All fields are optional, but a good `description` is what makes a skill discoverable.
Common ones:

| Field                      | Purpose                                                                                                             |
| -------------------------- | ------------------------------------------------------------------------------------------------------------------- |
| `name`                     | Display label in skill listings. Defaults to the directory name.                                                    |
| `description`              | **The trigger.** What the skill does and *when* to use it.

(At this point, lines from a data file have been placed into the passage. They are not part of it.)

PR #43, opened 2018-11-27
Isolate processors

iocanel:
This pull move the KubernetesApplication into its own module.
Also makes ComponentApplication standalone (no longer requiring KubernetesApplication to work).


iocanel:
While I was at it I also dealt with a refegression found by @cmoulliard which had to do with custom decorators overwriting each other .

PR #44, opened 2018-11-27
Rename annotations.

iocanel:


annotations/openshift-annotations/src/main/java/io/ap4k/openshift/confg/OpenshiftConfigCustomAdapter.java
```diff
@@ -17,16 +17,16 @@
 package io.ap4k.openshift.confg;
 
 import io.ap4k.openshift.adapt.OpenshiftConfigAdapter;
-import io.ap4k.openshift.annotation.OpenshiftApplication;
+import io.ap4k.openshift.annotation.GenerateOpenhisftManifest;
```
geoand: This doesn't seem right :P `GenerateOpenhisftManifest` -> `GenerateOpenshiftManifest`

iocanel: oooooops

iocanel:
Even though the pull request is ready to be merged, I am having second thoughts about the name `GenerateOpenshiftManifest` etc.

The main reasons are the following:

1. The verb `generate` is very strong and very specific, to the point that it feels limiting.
It would be a great name for a method, but it doesn't feel right for a tool that can be used in numerous ways. One of the soon to add features we are going to add is `modifying exisitng manifests`. When that happens the `GenerateXXXX` will highlight just the 1/2 of the provided functionality.

2. In the case of non executable jars, these annotations should also be used to hint the main method (which is something not obvious with the suggested naming).

I am looking for a name that will tell the user: "You know what? This main class is going to run inside kubernetes."

I will leve this open for a while just in case we get an awesome alternative....

geoand:
I can't really comment since I don't really know what the plans for either `1` or `2` are :P

cmoulliard:
Can you resolve the conflicts please @iocanel ? 
Remark : I think that we must also find a better name ...

PR #53, opened 2018-11-28
fix (#52): Add repackage goal to all spring-boot based examples.

iocanel:


iocanel:
@geoand: The main reason is that I am using the ap4k parent instead. We could possibly add pluginManagement there, but I have mixed feelings about it.

geoand:
@iocanel Understood.

Yeah, I understand your skepticism about `pluginManagement`, especially with such a small configuration item

PR #57, opened 2018-11-28
chore: run integration tests on openshift.

iocanel:


.circleci/config.yml
```diff
@@ -38,4 +38,68 @@ jobs:
 
       # run tests!
       - run: mvn integration-test
-
+  OPENSHIFT_3.10.0:
```
geoand: Actually, we (snowdrop) have a CircleCI orb for Openshift 3.9 and 3.11 that can be used. See [this](https://github.com/snowdrop/component-operator/blob/022a105434f788ad79a74d561056453cc3617692/.circleci/config.yml#L78) or [this](https://github.com/snowdrop/spring-boot-http-booster/blob/a5b271f3bf1356d5e46b75ef7d463ea7d462c1a9/.circleci/config.yml#L13)

Would that be something you would be interested in?
If you need Openshift 3.10 support specifically, we can easily add an orb for that as well :)

iocanel: @geoand: I just copied a config from kubernetes-client. Let me use the orbs.

geoand: Cool

iocanel: @geoand: do u see something obvious?

geoand: Let me check the orbs, but the `dev@master` thing looks suspicious

geoand: Which is not fault of your own of course :). It seems like the code of the generator has not been updated :(

geoand: @iocanel can you try using: `openshift: snowdrop/openshift@0.3.0` please?

iocanel: @geoand: fwiw I also needed to allow uncertified orbs from the circleci project settings. It works now. Thanks a ton!

geoand:
Ah yes, I forgot about that orb enablement! Sorry about that!

Awesome to have integration tests!!!

PR #62, opened 2018-11-30
Add Link annotation

### LINKED ISSUE #55: [feature] Add link annotation for Composite CRD
Add a new `Link` annotation to be used to by the `Composite` Annotation

```
public @interface Link {
  String name();
  String targetcomponentname();
  String kind();
  Env[] envVars() default {};
}
```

Claude reads this to decide whether to invoke the skill. |
| `when_to_use`              | Extra triggering context, appended to the description (shares the same character budget).                           |
| `allowed-tools`            | Tools Claude may use without a permission prompt while the skill is active.                                         |
| `disable-model-invocation` | `true` = the skill only runs when a human types `/name` (good for destructive or deploy-style tasks).               |
| `argument-hint`            | Autocomplete hint, e.g. `[module-name]`.                                                                            |

<Note>
  The **slash command comes from the directory name**, not the `name` field — e.g.
  `.claude/skills/scaffold-module/SKILL.md` is invoked as `/scaffold-module`. Use a clear,
  kebab-case directory name.
</Note>

## Writing a good description

The `description` is the single most important line — it's the only part of the skill
always in context, and it's how Claude decides when to reach for the skill.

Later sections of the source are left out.